(Stored items)
********************
PR #913, opened 2022-08-03
chore: Update `CODEOWNERS`

morgsmccauley:
## Motivation
Thus far core members of NAJ have been assigned to all files, therefore being requested for every pull request. Approvals from code owners are not required/configured and essentially act as notifications for new pulls.

Since assigning all core members to pull requests can be a bit noisy, and we get notifications through a dedicated slack channel anyway, I’m thinking we can be a bit more selective with code owners and instead:
- Assign domain experts to specific areas of the code base
- Require reviews from these owners

Specifically, this helps with locking down our github actions reducing the risk of developers maliciously updating our (eventual) publishing pipeline, but could also be expanded to protect key packages.

## Description
This PR does two things:
- Removes the duplicate `CODEOWNERS` file in the repository root, `.github/CODEOWNERS` will be used instead
- Removes `*` code owners and assigns domain experts to certain packages

Additionally, I'll be updating the repo settings to require PR reviews from code owners.

## Checklist
- [ ] Added automated tests


.github/CODEOWNERS
```diff
@@ -1,4 +1 @@
-# CODEOWNERS: https://help.github.com/articles/about-codeowners/
-
-* @chadoh
-* @vgrichina
+.github/workflows/ @morgsmccauley @andy-haynes
```
esaminu, line 1: I think we need more than 2 people here. Maybe you can add @MaximusHaximus ? I can also volunteer if you're willing to do some knowledge transfer. Also, people in the git history of these files that are still in the org may be useful.

willemneal, line 1:
```suggestion
@morgsmccauley @andy-haynes
```

Should this not be there?

morgsmccauley: This is intentional - I only want this group to be notified when changes are made to `.github/workflows` (our Github Actions)

hcho112 (approved):
LGTM

Issue #627, opened 2021-06-29
Inconsistent API between functionCall and viewFunction.


mattlockyer:
***Describe the bug***
 Same as title.

***To Reproduce***
 Try viewFunction with syntax like this:
 ```
 const token = await contractAccount.viewFunction({
 contractId,
 methodName: 'nft_token',
 args: 

 { token_id, } 

})
 ```

***Expected behavior***
 Expect them both to accept the POJO syntax e.g. 

 { contractId, methodName, args, ...} 

***Screenshots***
 !<span class="error">[image]</span>([https://user-images.githubusercontent.com/321340/123719335-22e1f780-d836-11eb-84f6-0f7f8dffd83c.png](https://user-images.githubusercontent.com/321340/123719335-22e1f780-d836-11eb-84f6-0f7f8dffd83c.png))

zcstarr:
Just going to second this, I hit the same issue. It's killer when your'e trying to figure out what's wrong, you end up rolling the dice and going to the deprecated version.

PR #918, opened 2022-08-05
feat: changed viewFuction to support both POJO and existing arguments

hcho112:
## Motivation
[Issue-627](https://github.com/near/near-api-js/issues/627)
Users wanting to use `viewFunction` call as if they are using `functionCall`.
By passing single object that contains all arguments as props. This is actually standard practice compared to passing multiple props in specific order. 

## Description
Created adapter layer where depends on the format of given arguments, it either deconstruct from object (new approach) or passing given arguments as it is (existing approach)

## Checklist
- [x] Added automated tests

### DIFF
--- a/packages/near-api-js/src/account.ts
+++ b/packages/near-api-js/src/account.ts
@@ -482,7 +482,26 @@ export class Account {
      * @param options.blockQuery specifies which block to query state at. By default returns last "optimistic" block (i.e. not necessarily finalized).
      * @returns {Promise<any>}
      */
-    async viewFunction(
+
+    async viewFunction(obj : any, ...restArgs: any[]) {
+        if (restArgs.length === 0) {
+            const {
+                contractId,
+                methodName,
+                args,
+                options,
+            } = obj;
+            return await this.viewFunctionCall(contractId, methodName, args, options);
+        } else {
+            const contractId = obj;
+            const methodName = restArgs[0];
+            const args = restArgs[1];
+            const options = restArgs[2];
+            return await this.viewFunctionCall(contractId, methodName, args, options);
+        }
+    }
+
+    async viewFunctionCall(
         contractId: string,
         methodName: string,
         args: any = {},
--- a/packages/near-api-js/src/account.ts
+++ b/packages/near-api-js/src/account.ts
@@ -1,4 +1,5 @@
 import BN from 'bn.js';
+import depd from 'depd';
 import {
     transfer,
     createAccount,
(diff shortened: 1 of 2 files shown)


packages/near-api-js/src/account.ts
```diff
@@ -482,7 +482,26 @@ export class Account {
      * @param options.blockQuery specifies which block to query state at. By default returns last "optimistic" block (i.e. not necessarily finalized).
      * @returns {Promise<any>}
      */
-    async viewFunction(
```
esaminu, line 485: I think the best approach here may be to create a `viewFunctionV2` with the new functionality and always call that similar to [this change set](https://github.com/near/near-api-js/commit/a05667361ddab208423f5a5c0e3dd0ce182b9880#diff-ae151444b91b7e5e0a6aa753024f7900f0ff0447afaa2d18ad6619d5c3e12318L156-R224) when signAndSendTransactions was converted to having an object argument. We likely should deprecate the current way of calling `viewFunction` too.  cc @janewang

packages/near-api-js/src/account.ts
```diff
@@ -482,7 +482,26 @@ export class Account {
...
+
+    async viewFunction(obj : any, ...restArgs: any[]) {
```
esaminu, line 486: For the types I think we should reuse the [FunctionCallOptions](https://github.com/near/near-api-js/commit/a05667361ddab208423f5a5c0e3dd0ce182b9880#diff-ae151444b91b7e5e0a6aa753024f7900f0ff0447afaa2d18ad6619d5c3e12318R81) type. 

The best way to do this imo is to have a general `FunctionCallOptions` type, remove `walletMeta` and `walletCallbackUrl` and then create a `ChangeFunctionCallOptions` type and a `ViewFunctionCallOptions` type since everything in the `options` arg of `viewFunction` is in `FunctionCallOptions` except for `parse` and `blockQuery`:

```typescript
// using the same FunctionCallOptions with walletCallbackUrl and walletMeta removed
type ChangeFunctionCallOptions = FunctionCallOptions & { walletMeta?: string; walletCallbackUrl?: string; };
type ViewFunctionCallOptions = FunctionCallOptions & { parse?: (response: Uint8Array) => any; blockQuery?: BlockReference; };
```
We just need to maintain the same default arg logic for all args as currently in the `viewFunction` block, maintain the jsdoc we have for `walletMeta` and `walletCallbackUrl` and change `Account.functionCall` to use the `ChangeFunctionCallOptions` type. After this is done `viewFunctionV2` can have the `ViewFunctionCallOptions` type and v1 can have the same type signature as currently. Wdyt?

esaminu (changes requested):
Good stuff! This is a needed change. I left some comments inline

packages/near-api-js/src/account.ts
hcho112: Thank you for amazing review, I totally agree with all the suggestions.

esaminu (approved):
LGTM 💯 ! I think we need to update all tests to use the new type but this can be done as part of the removal of the deprecated `viewFunction`

Could you add an issue to our JIRA backlog for the removal of the deprecated `viewFunction` and add updating all tests to the as one of the criteria?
********************
Look through the entries above, and wherever a line holds the string "andy", copy it.

§ Result for this task:
+.github/workflows/ @morgsmccauley @andy-haynes
@morgsmccauley @andy-haynes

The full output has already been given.